I militari, durante queste missioni, sono entrati in contatto con sostanze pericolose come l’UI. Studi scientifici dimostrano, inoltre, anche il legame tra le radiazioni rilasciate dal munizionamento DU e lo sviluppo di gravi malattie. Molti soldati sono stati esposti anche solo nei depositi senza le adeguate misure di protezione.
J’accuse
Filomeni ha rotto il silenzio su questo tema scomodo, accusando non solo le gerarchie militari, ma anche l’intero sistema che gestisce le missioni all’estero. Nonostante le evidenti conseguenze della contaminazione radioattiva, i rischi sono stati minimizzati, con danni irreversibili per molti soldati. L’uranio impoverito, usato nelle munizioni per aumentarne la capacità di penetrazione, provoca danni devastanti non solo ai bersagli, ma anche all’ambiente e alle persone presenti nelle zone colpite.
Quando queste munizioni colpiscono l’obiettivo, per effetto delle alte temperature provocate dall’esplosione rilasciano nell’aria e nel terreno un “aerosol” di nanoparticelle di metalli pesanti. Queste contaminano aria, acqua e suolo, causando gravi malattie come tumori, leucemie e malformazioni nei militari e nei civili esposti.
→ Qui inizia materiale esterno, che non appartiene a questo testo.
PR #1754, opened 2018-02-03
Fix SpongeContextCalculator NPE on Client

Faithcaio:
When running Sponge on a Client the InetSocketAddress is unresolved causing a NPE when calculating Permission Contexts.

### DIFF
--- a/src/main/java/org/spongepowered/common/service/permission/SpongeContextCalculator.java
+++ b/src/main/java/org/spongepowered/common/service/permission/SpongeContextCalculator.java
@@ -31,6 +31,7 @@ import com.google.common.collect.ImmutableSet;
 import com.google.common.collect.Maps;
 import org.spongepowered.api.command.CommandSource;
 import org.spongepowered.api.command.source.RemoteSource;
+import org.spongepowered.api.network.RemoteConnection;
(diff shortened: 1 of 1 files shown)


stephan-gh:
Note that we cannot expect virtual hosts to resolve correctly. This is something we're usually given by the client, and they can give us anything (even hostnames that don't resolve correctly). Not sure if throwing an exception when it cannot be resolved is a good idea.

Faithcaio:
What should we do then when its invalid?
It currently throws NPEs thats not a good idea either

stephan-gh:
I guess there are two things we can do, not sure which one is better because I don't know much about the permission API:

- Return null if the hostname can't be resolved and modify `buildAddressCache` to skip adding the context entirely if the method returns null (instead of throwing a NPE).
- Given that the virtual host should usually point to the server itself, we could use the local IP address of the server as a fallback.

Zidane:
@lucko 

Thoughts on the above?

lucko:
As long as the caches account for a null value, then that's fine.

The current fix looks good imo.

Zidane:
@Faithcaio 

Does it?

lucko:
Yes, null is handled inside of the load method :+1:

Le indagini condotte a livello internazionale e nazionale hanno confermato che migliaia di militari italiani, al ritorno dalle missioni, hanno sviluppato gravi malattie, spesso letali. Più di 400 soldati italiani hanno perso la vita a causa di patologie legate a questa esposizione, e oltre 7mila risultano gravemente malati.
Tuttavia, nonostante i numerosi tentativi di far emergere la questione, le istituzioni militari italiane continuano a mantenere una barriera di omertà, minimizzando i rischi.
Sensibilizzare l’opinione pubblica e le istituzioni
Il convegno e il libro di Fabio Filomeni rappresentano un passo significativo per sensibilizzare l’opinione pubblica e le istituzioni sull’importanza di proteggere la salute dei soldati.
«La sicurezza sul lavoro anche dei nostri militari non può essere messa in secondo piano», ha ribadito l’ufficiale.
L’incontro ha visto la partecipazione del giornalista Ettore Lembo, dell’avvocato Daniela Segat. Sono intervenuti medici, avvocati, militari e Carabinieri, i quali hanno espresso preoccupazione e desiderio di far luce su queste gravi omissioni. È emersa l’urgenza di rivedere la normativa sulla sicurezza sul lavoro per i nostri soldati, vittime di un sistema che li espone a rischi mortali.
«Vitale è migliorare le norme sulla sicurezza, importantissimo creare delle opportunità per fare conoscere questa nostra storia anche nelle scuole», ha sottolineato la d.sa Vegliantei.
E nella società civile, per aumentare la consapevolezza sui pericoli a cui sono sottoposti i soldati italiani.